Work request => Please say how many lines in the records below contain the word "which". Give only the number.

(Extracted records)
== Segment start ==

PR #3067, opened 2020-05-06
feat: add accordion web component

eljefe223:
# Description
Adds `fast-accordion` as new web component

image

## Issue type checklist

## Process & policy checklist


packages/web-components/fast-components/src/accordion/accordion-item/accordion-item.styles.ts
```diff
@@ -0,0 +1,141 @@
...
+        grid-column: 4;
+        z-index: 2;
+        pointer-events: none;
+    }
+
+    slot[name="collapsed-glyph"] {
+        display: flex;
+    }
+
+    :host(.expanded) slot[name="collapsed-glyph"] {
```
EisenbergEffect, line 100: I did not know we could target the slot itself in this way. Cool!

packages/web-components/fast-components/src/accordion/accordion.ts
```diff
@@ -0,0 +1,132 @@
...
+    public accordionItems: HTMLElement[];
+    public accordionItemsChanged(): void {
+        if (this.$fastController.isConnected) {
+            this.accordionIds = this.getHeaderIds();
+            this.setItems();
+        }
+    }
+
+    @observable
+    public activeIndicatorRef: HTMLElement;
```
EisenbergEffect, line 32: FYI It's not a problem if it's there, but you shouldn't need `@observable` on a basic ref.

packages/web-components/fast-components/src/patterns/start-end.ts
```diff
@@ -18,7 +18,7 @@ export class StartEnd {
 }
 
 export const endTemplate = html<StartEnd>`
-    <span name="end" part="end" ${ref("endContainer")}>
+    <span class="end" name="end" part="end" ${ref("endContainer")}>
```
EisenbergEffect, line 21: What's the point of the `name` attribute on the span in this case? I'm inclined to think that was supposed to be "class" begin with. Anyone know?

packages/web-components/fast-components/src/patterns/start-end.ts
```diff
@@ -28,7 +28,7 @@ export const endTemplate = html<StartEnd>`
 `;
 
 export const startTemplate = html<StartEnd>`
-    <span name="start" part="start" ${ref("startContainer")}>
+    <span class="start" name="start" part="start" ${ref("startContainer")}>
```
EisenbergEffect, line 31: Same as above.

packages/web-components/fast-components/src/accordion/accordion.ts
```diff
@@ -0,0 +1,132 @@
...
+    private accordionIds: Array<string | null>;
+
+    private change = (): void => {
+        this.$emit("change", this.activeid);
+    };
+
+    private setItems = (): void => {
+        this.accordionIds = this.getHeaderIds();
+        this.accordionItems.forEach((header: HTMLElement, index: number) => {
+            if (header instanceof FASTAccordionItem) {
```
EisenbergEffect, line 45: @nicholasrice Did we determine that this `instanceof` check can fail, even if the type is imported (and registered) first?

packages/web-components/fast-components/src/accordion/accordion.ts
```diff
@@ -0,0 +1,132 @@
...
+                header.addEventListener("change", this.activeHeaderChange);
```
EisenbergEffect, line 46: I think we'll need a corresponding `removeEventListener` call somewhere. If the header is removed and then added to another expander, then I think this would break.

packages/web-components/fast-components/src/accordion/accordion.ts
eljefe223: ugh this should not be here at all

packages/web-components/fast-components/src/accordion/accordion.ts
eljefe223: @nicholasrice and I chatted about this, I'll let him chime in. But think we should be good here.

packages/web-components/fast-components/src/accordion/accordion-item/accordion-item.styles.ts
```diff
@@ -0,0 +1,141 @@
...
+    }
+
+    .button {
+        appearance: none;
+        border: none;
+        background: none;
+        grid-column: 2;
+        grid-row: 1;
+        outline: none;
+        padding: 0 calc((6 + (var(--design-unit) * 2 * var(--density))) * 1px);
```
radium-v, line 46: Would it make sense to hoist this repeated `calc` value to be its own css variable?

eljefe223: Yeah its used throughout our components, should be added to the style utilities, I would leave that for another PR though.

packages/web-components/fast-components/src/accordion/README.md
```diff
@@ -0,0 +1,4 @@
+# fast-accordion
+`fast-accordion` is a web component implementation of an [Accordion](https://w3c.github.io/aria-practices/#accordion).
+
+For more information view the [component specification](./accordion.spec.md).
```
chrisdholt, line 4: Can you move the file here and add a checkmark to the spec roadmap. You'll likely need to update the pathing in the spec readme as well.

packages/web-components/fast-components/src/accordion/accordion-item/accordion-item.styles.ts
```diff
@@ -0,0 +1,141 @@
...
+
+    :host(.expanded) .region {
+        display: flex;
+    }
+
+    .heading {
+        z-index: 2;
+    }
+
+    .glyph {
```
chrisdholt, line 87: I think we might want to change all references to glyph to be "icon": https://github.com/WICG/open-ui/issues/27#issuecomment-602735148

I believe glyph is typically referring to a specific icon.

packages/web-components/fast-components/src/accordion/README.md
eljefe223: Already moved it just didn't update the spec roadmap

packages/web-components/fast-components/src/accordion/accordion-item/accordion-item.template.ts
```diff
@@ -0,0 +1,45 @@
...
+            >
+                <span class="heading">
+                    <slot name="heading" part="heading"></slot>
+                </span>
+            </button>
+            ${startTemplate}
+            ${endTemplate}
+            <span class="glyph" part="glyph">
+                <slot name="expanded-glyph" part="expanded-glyph"></slot>
+                <slot name="collapsed-glyph" part="collapsed-glyph"></slot>
```
chrisdholt, line 33: Clever! Assuming this is toggled based on state. Do we think this is preferable as an implementor to dynamically changing/passing a different icon based on state?

packages/web-components/fast-components/src/patterns/start-end.ts
eljefe223: Yup I think your right, `name` is not necessary here, I noticed that but was reluctant to remove it. I'll update

packages/web-components/fast-components/src/accordion/accordion-item/accordion-item.ts
```diff
@@ -0,0 +1,34 @@
...
+    h5 = "5",
+    h6 = "6",
+}
+
+export class AccordionItem extends FASTElement {
+    @attr
+    public headinglevel: AccordionHeadingLevel = AccordionHeadingLevel.h2;
+
+    @attr({ mode: "boolean" })
+    public expanded: boolean = false;
```
chrisdholt, line 17: Do we want this to reflect to the view if not passed by the user or do we just want the view to show `aria-expanded`?

packages/web-components/fast-components/src/accordion/accordion.styles.ts
```diff
@@ -0,0 +1,20 @@
...
+    neutralForegroundRestBehavior,
+} from "../styles/recipes";
+
+export const AccordionStyles = css`
+    ${display("flex")} :host {
+        box-sizing: border-box;
+        flex-direction: column;
+        font-family: var(--body-font);
+        ${/* Font size, weight, and line height are temporary - 
+            replace when adaptive typography is figured out */ ""} font-size: 12px;
```
chrisdholt, line 14: Can you map this to the latest typography values in the design system?

packages/web-components/fast-components/src/accordion/accordion-item/accordion-item.styles.ts
```diff
@@ -0,0 +1,141 @@
...
+
+export const AccordionItemStyles = css`
+    ${display("flex")} :host {
+        box-sizing: border-box;
+        font-family: var(--body-font);
+        flex-direction: column;
+        ${
+            /* Font size, weight, and line height are temporary - 
+            replace when adaptive typography is figured out */ ""
+        } font-size: 12px;
```
chrisdholt, line 22: Can we update this to use typography which is in now?

packages/web-components/fast-components/src/accordion/accordion-item/accordion-item.styles.ts
```diff
@@ -0,0 +1,141 @@
...
+        font-weight: 400;
+        line-height: 18px;
```
chrisdholt, line 24: Same note on using the typography value

packages/web-components/fast-components/src/accordion/accordion.ts
```diff
@@ -0,0 +1,129 @@
...
+    wrapInBounds,
+} from "@microsoft/fast-web-utilities";
+import { StartEnd } from "../patterns/start-end";
+import { applyMixins } from "../utilities";
+import { FASTAccordionItem } from "./accordion-item";
+
+export enum AccordionExpandMode {
+    single = "single",
+    multi = "multi",
+}
```
chrisdholt, line 16: Do we know what these are called in other design systems?

packages/web-components/fast-components/src/accordion/accordion.ts
```diff
@@ -0,0 +1,129 @@
...
+
+export class Accordion extends FASTElement {
+    @attr
+    public expandmode: AccordionExpandMode = AccordionExpandMode.multi;
```
chrisdholt, line 20: It might keep things clean to have this be fromView only.

packages/web-components/fast-components/src/accordion/accordion-item/accordion-item.template.ts
eljefe223: its hidden and shown via css based on `:host(.expanded)`. Some cases require different Icons + or - for example some may just rotate a chevron > this allows for both since everything can be managed via css.

chrisdholt: sure - I understand the implementation here. My primary ask is whether we think this is preferred from an API standpoint vs. a single slot that changes based on state. For context, this is somewhat driving the question: https://github.com/WICG/open-ui/pull/54#discussion_r411660381

We don't need to land as part of this, but we should keep an eye on how things like these land in Open-UI and align where we can.

eljefe223: Curious how would a single slot work like the above, how would an author pass different icons?

chrisdholt: If I'm using SVG's I could likely conditionally render based on the expanded state of the component. If I want to use a CSS solution I can do that as well with that approach. If I want to use icon fonts I can swap a class name based on a single span sent into the slot.

Again, not prescribing that approach, just something to think about and keep an eye on (discussion above). I think this is a clever approach regardless of how that discussion pans out :)

eljefe223: cool I'll resolve this for now then.

packages/web-components/fast-components/src/accordion/accordion.ts
eljefe223: Some don't even offer the option, One system call the control `collapse` which allows multiple by default and if you set `accordion` too `true it only allows one. A few refer to it as multiple vs single selection

packages/web-components/fast-components/src/accordion/accordion-item/accordion-item.ts
eljefe223: I tried using fromView mode but this was not changing `aria-expanded` on the accordion item. Not sure how we want to do here, the `aria-expanded` attr needs to update.

packages/web-components/fast-components/src/accordion/accordion.ts
nicholasrice: We determined that import-order matters in cases where DOM exists prior to script parsing / execution. In those cases, the elements are upgraded immediately upon definition. That's why we were seeing child components of the DS provider upgrading before the DS provider when the DS provider was imported and referenced *after* the child components. I *think* that case is covered here because the item is an explicit dependency of the accordion.

packages/web-components/fast-components/src/accordion/accordion-item/accordion-item.ts
```diff
@@ -0,0 +1,34 @@
...
+    public button: HTMLElement;
+
+    /* eslint-disable-next-line @typescript-eslint/no-unused-vars */
+    public clickHandler = (e: MouseEvent) => {
+        this.expanded = !this.expanded;
+        this.change();
+    };
+
+    private change = (): void => {
+        this.$emit("change", this.id);
```
nicholasrice, line 32: Does this need to pass `this.id` as data? The event will have the element accessible from the target property of the event so this seems redundant.

packages/web-components/fast-components/src/accordion/accordion.ts
nicholasrice: FWIW aria uses "multi" in the `aria-multiselectable` attribute

packages/web-components/fast-components/src/accordion/accordion.ts
```diff
@@ -0,0 +1,137 @@
...
+            this.setItems();
+        }
+    }
+
+    private activeid: string;
+    private activeHeaderIndex: number = 0;
+    private accordionIds: Array<string | null>;
+
+    private change = (): void => {
+        this.$emit("change", this.activeid);
```
nicholasrice, line 37: same comment on the above here - this data is accessible from the event target so maybe it's unnecessary?

packages/web-components/fast-components/src/accordion/accordion.ts
```diff
@@ -0,0 +1,137 @@
...
+            if (header instanceof FASTAccordionItem) {
+                header.addEventListener("change", this.activeHeaderChange);
+                if (this.isSingleExpandMode()) {
+                    this.activeHeaderIndex !== index
+                        ? (header.expanded = false)
+                        : (header.expanded = true);
+                }
+            }
+            const headerId: string | null = this.accordionIds[index];
+            header.setAttribute(
```
nicholasrice, line 52: Does this `header` element exist in the shadow DOM or light DOM?

packages/web-components/fast-components/src/accordion/accordion-item/accordion-item.styles.ts
```diff
@@ -0,0 +1,138 @@
...
+import { forcedColorsStylesheetBehavior } from "../../styles/match-media-stylesheet-behavior";
+import { SystemColors } from "../../styles/system-colors";
+
+export const AccordionItemStyles = css`
+    ${display("flex")} :host {
+        box-sizing: border-box;
+        font-family: var(--body-font);
+        flex-direction: column;
+        font-size: var(--type-ramp-minus-1-font-size);
+        font-weight: 400;
```
nicholasrice, line 20: Do you need to set font-weight?

packages/web-components/fast-components/src/accordion/accordion-item/accordion-item.styles.ts
```diff
@@ -0,0 +1,138 @@
...
+        border: calc(var(--outline-width) * 1px) solid var(--neutral-focus);
+        box-shadow: 0 0 0 calc((var(--focus-outline-width) - var(--outline-width)) * 1px)
+            var(--neutral-focus);
+    }
+
+    :host(.expanded) .region {
+        display: flex;
+    }
+
+    .heading {
```
nicholasrice, line 80: Can this be combined with the above `.heading` rule-set?

packages/web-components/fast-components/src/accordion/accordion-item/accordion-item.template.ts
```diff
@@ -0,0 +1,46 @@
...
+                aria-expanded="${x => x.expanded}"
+                aria-controls="${x => x.id}-panel"
+                id="${x => x.id}"
+                @click="${(x, c) => x.clickHandler(c.event as MouseEvent)}"
+            >
+                <span class="heading">
+                    <slot name="heading" part="heading"></slot>
+                </span>
+            </button>
+            ${startTemplate}
```
nicholasrice, line 30: It seems a *little* strange to me that the "start" and "end" are:
1. right next to each-other
2. not surrounding the heading slot

Can you help me understand why these two slots exist *here* in the template?

packages/web-components/fast-components/src/accordion/accordion-item/accordion-item.ts
```diff
@@ -0,0 +1,34 @@
+import { attr, FASTElement, observable } from "@microsoft/fast-element";
+
+export enum AccordionHeadingLevel {
```
nicholasrice, line 3: An enum seems like overkill here and a bit of a disconnect  because you're forced to use the "h" before the level to satisfy language requirements.

Thoughts on just typing this as `1 | 2 | 3 | 4 | 5 | 6`?

packages/web-components/fast-components/src/accordion/accordion-item/accordion-item.ts
```diff
@@ -0,0 +1,34 @@
...
+    h2 = "2",
+    h3 = "3",
+    h4 = "4",
+    h5 = "5",
+    h6 = "6",
+}
+
+export class AccordionItem extends FASTElement {
+    @attr
+    public headinglevel: AccordionHeadingLevel = AccordionHeadingLevel.h2;
```
nicholasrice, line 14: I think based on previous discussions this should use an attribute of `heading-level` and a property of `headingLevel`

packages/web-components/fast-components/src/accordion/accordion-item/accordion-item.ts
```diff
@@ -0,0 +1,34 @@
...
+
+    @attr({ mode: "boolean" })
+    public expanded: boolean = false;
+
+    @attr
+    public id: string;
+
+    @observable
```
nicholasrice, line 22: Can we come up with somthing more semantic than "button" - maybe something along the lines of "expandButton", or "expansionControl"?

packages/web-components/fast-components/src/accordion/accordion.ts
eljefe223: light dom

packages/web-components/fast-components/src/accordion/accordion-item/accordion-item.styles.ts
eljefe223: probably not, I think I was just following patterns elsewhere

packages/web-components/fast-components/src/accordion/accordion-item/accordion-item.template.ts
eljefe223: They are laid out in a grid and with column definitions.

packages/web-components/fast-components/src/accordion/accordion-item/accordion-item.ts
eljefe223: Good to know, I was following a pattern I used elsewhere.

packages/web-components/fast-components/src/accordion/accordion-item/accordion-item.template.ts
eljefe223: Since it makes no difference I'll move the end template before the button, This was originally to put the elements above the button but I ended up using `z-index` anyway

packages/web-components/fast-components/src/accordion/accordion-item/accordion-item.ts
eljefe223: An enum member cannot have a numeric name. So I added the h in front. Is there a way around this?

packages/web-components/fast-components/src/accordion/accordion-item/accordion-item.template.ts
eljefe223: Actually I take that back, It's for focus order, since the content in `start` and `end` can be focusable we want the button to focus first, If we change the order the `start` content will focus first.

packages/web-components/fast-components/src/accordion/accordion-item/accordion-item.ts
eljefe223: NM, I understand the suggestion now ;)

packages/web-components/fast-components/src/accordion/accordion-item/accordion-item.ts
eljefe223: I chatted with @EisenbergEffect sounds like we would need to do some additional work that might over complicate things to have `aria-expanded` update but not `expanded`

packages/web-components/fast-components/src/accordion/accordion-item/accordion-item.ts
```diff
@@ -0,0 +1,25 @@
+import { attr, booleanConverter, FASTElement, observable } from "@microsoft/fast-element";
+
+export class AccordionItem extends FASTElement {
+    @attr({ attribute: "heading-level", mode: "fromView", converter: booleanConverter })
```
nicholasrice, line 4: Should this be using `booleanConverter`?

chrisdholt: heading-level likely should not

eljefe223: since its defaulted, we only want heading level to display if the author assigns one.

chrisdholt: fromView should be good for this - we'd use both here only if this were a boolean value which needs converting

eljefe223: I think I was confused on how the mode `fromView` works thinking it needed that converter, Removed.

packages/web-components/fast-components/src/accordion/accordion-item/accordion-item.template.ts
```diff
@@ -0,0 +1,46 @@
+import { html, ref } from "@microsoft/fast-element";
+import { endTemplate, startTemplate } from "../../patterns/start-end";
+import { AccordionItem } from "./accordion-item";
+
+export const AccordionItemTemplate = html<AccordionItem>`
+    <template
+        class="${x => (x.expanded ? "expanded" : "")}"
+        aria-expanded="${x => x.expanded}"
```
chrisdholt, line 8: @eljefe223 Is this aria-expanded redundant? I don't see this called out here: https://w3c.github.io/aria-practices/#accordion

packages/web-components/fast-components/src/accordion/accordion.ts
```diff
@@ -0,0 +1,139 @@
...
+                if (this.isSingleExpandMode()) {
+                    this.activeItemIndex !== index
+                        ? (item.expanded = false)
+                        : (item.expanded = true);
+                }
+            }
+            const itemId: string | null = this.accordionIds[index];
+            item.setAttribute(
+                "id",
+                typeof itemId !== "string" ? `accordion-${index + 1}` : itemId
```
scomea, line 55: Can't "`accordion-${index + 1}`" result in duplicate id's if you have multiple accordions?

eljefe223: They are in their own shadow DOMs. Duplicate ids across different shadow DOMs is acceptable.

scomea: Really? did not not know that.  So Query selector by id on the document won't find elements within web components then?

packages/web-components/fast-foundation/src/accordion/accordion-item/accordion-item.ts
```diff
@@ -0,0 +1,40 @@
...
+    })
+    public headinglevel: 1 | 2 | 3 | 4 | 5 | 6 = 2;
+
+    @attr({ mode: "boolean" })
+    public expanded: boolean = false;
+
+    @attr
+    public id: string;
+
+    @observable
```
EisenbergEffect, line 24: No need to put an `@observable` decorator on a ref property. Basically, you only need `@observable` if the template needs to update when your code changes the property. In the case of ref, it's the template that's setting you (other way around).

packages/web-components/fast-foundation/src/accordion/accordion.ts
```diff
@@ -0,0 +1,131 @@
...
+            item.setAttribute(
+                "id",
+                typeof itemId !== "string" ? `accordion-${index + 1}` : itemId
+            );
+            this.activeid = this.accordionIds[this.activeItemIndex] as string;
+            item.addEventListener("keydown", this.handleItemKeyDown);
+        });
+    };
+
+    private resetItems = (): void => {
```
EisenbergEffect, line 59: Can this be a regular method?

== Segment end ==

Task output => 3